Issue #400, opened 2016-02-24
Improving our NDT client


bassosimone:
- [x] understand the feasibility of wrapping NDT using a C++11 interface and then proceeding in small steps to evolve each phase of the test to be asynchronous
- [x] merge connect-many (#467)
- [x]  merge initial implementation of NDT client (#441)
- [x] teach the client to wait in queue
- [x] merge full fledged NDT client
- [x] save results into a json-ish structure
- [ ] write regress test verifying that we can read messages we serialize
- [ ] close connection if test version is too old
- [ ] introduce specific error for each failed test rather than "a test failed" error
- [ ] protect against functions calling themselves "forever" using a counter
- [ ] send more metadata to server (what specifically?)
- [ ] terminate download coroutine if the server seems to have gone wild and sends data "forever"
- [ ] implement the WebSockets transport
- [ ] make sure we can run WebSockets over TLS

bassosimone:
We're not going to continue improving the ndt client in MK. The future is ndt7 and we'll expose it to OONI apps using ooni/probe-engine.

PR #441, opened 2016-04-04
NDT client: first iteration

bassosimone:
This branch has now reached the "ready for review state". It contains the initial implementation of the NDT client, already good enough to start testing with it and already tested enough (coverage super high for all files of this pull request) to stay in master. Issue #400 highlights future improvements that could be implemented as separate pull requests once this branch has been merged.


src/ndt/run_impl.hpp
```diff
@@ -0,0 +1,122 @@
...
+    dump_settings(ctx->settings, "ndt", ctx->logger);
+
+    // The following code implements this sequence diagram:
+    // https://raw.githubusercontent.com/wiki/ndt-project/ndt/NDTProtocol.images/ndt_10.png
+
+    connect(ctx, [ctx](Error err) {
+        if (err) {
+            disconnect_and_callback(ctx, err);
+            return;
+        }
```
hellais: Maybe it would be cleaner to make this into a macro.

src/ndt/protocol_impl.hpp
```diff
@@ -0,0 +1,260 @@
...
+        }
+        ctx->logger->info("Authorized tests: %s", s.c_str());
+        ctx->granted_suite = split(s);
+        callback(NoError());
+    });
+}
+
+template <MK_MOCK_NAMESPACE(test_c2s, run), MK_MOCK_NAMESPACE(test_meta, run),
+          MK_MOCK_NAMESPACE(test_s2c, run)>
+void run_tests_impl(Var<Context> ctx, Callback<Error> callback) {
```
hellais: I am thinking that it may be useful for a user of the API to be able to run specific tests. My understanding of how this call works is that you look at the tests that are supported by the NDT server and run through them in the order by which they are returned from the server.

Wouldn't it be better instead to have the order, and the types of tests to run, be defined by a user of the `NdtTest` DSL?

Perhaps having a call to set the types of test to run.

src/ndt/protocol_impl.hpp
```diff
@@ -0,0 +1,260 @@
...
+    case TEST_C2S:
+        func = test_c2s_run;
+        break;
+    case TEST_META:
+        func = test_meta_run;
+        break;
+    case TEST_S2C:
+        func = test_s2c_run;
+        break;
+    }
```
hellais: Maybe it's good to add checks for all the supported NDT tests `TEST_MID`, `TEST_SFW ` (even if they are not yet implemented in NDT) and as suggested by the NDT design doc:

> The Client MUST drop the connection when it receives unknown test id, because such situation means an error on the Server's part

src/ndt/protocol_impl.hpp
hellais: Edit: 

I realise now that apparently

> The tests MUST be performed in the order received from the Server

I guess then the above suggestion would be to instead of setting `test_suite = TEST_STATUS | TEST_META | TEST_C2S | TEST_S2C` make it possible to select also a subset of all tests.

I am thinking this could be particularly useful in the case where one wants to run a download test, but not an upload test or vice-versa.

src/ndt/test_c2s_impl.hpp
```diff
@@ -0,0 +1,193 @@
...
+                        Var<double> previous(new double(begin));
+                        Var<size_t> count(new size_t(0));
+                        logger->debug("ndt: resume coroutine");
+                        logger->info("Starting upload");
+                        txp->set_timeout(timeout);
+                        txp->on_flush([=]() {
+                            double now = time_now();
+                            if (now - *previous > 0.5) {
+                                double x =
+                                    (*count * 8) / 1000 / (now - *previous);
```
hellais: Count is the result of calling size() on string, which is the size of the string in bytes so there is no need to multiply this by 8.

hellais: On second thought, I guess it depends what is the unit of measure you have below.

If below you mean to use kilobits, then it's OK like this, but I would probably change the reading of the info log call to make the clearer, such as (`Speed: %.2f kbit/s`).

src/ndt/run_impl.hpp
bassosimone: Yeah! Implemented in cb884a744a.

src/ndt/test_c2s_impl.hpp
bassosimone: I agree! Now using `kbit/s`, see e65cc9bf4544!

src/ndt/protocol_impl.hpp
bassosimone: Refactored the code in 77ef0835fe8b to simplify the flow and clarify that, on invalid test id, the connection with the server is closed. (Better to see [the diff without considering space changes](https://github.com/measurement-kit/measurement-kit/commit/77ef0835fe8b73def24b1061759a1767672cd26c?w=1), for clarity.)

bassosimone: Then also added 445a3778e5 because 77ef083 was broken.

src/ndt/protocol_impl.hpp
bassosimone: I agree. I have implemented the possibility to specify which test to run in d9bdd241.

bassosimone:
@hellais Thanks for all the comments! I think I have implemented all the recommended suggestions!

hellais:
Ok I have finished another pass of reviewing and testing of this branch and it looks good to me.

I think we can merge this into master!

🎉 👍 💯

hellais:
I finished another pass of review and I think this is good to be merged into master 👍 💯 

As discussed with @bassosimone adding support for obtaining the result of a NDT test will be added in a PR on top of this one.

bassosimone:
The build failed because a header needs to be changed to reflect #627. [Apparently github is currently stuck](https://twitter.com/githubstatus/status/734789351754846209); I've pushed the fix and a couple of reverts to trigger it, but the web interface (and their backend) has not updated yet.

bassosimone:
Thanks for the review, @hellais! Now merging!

########

Which lines in the records contain the word "previous"? Copy each one.

Exercise solution:
+                        Var<double> previous(new double(begin));
+                            if (now - *previous > 0.5) {
+                                    (*count * 8) / 1000 / (now - *previous);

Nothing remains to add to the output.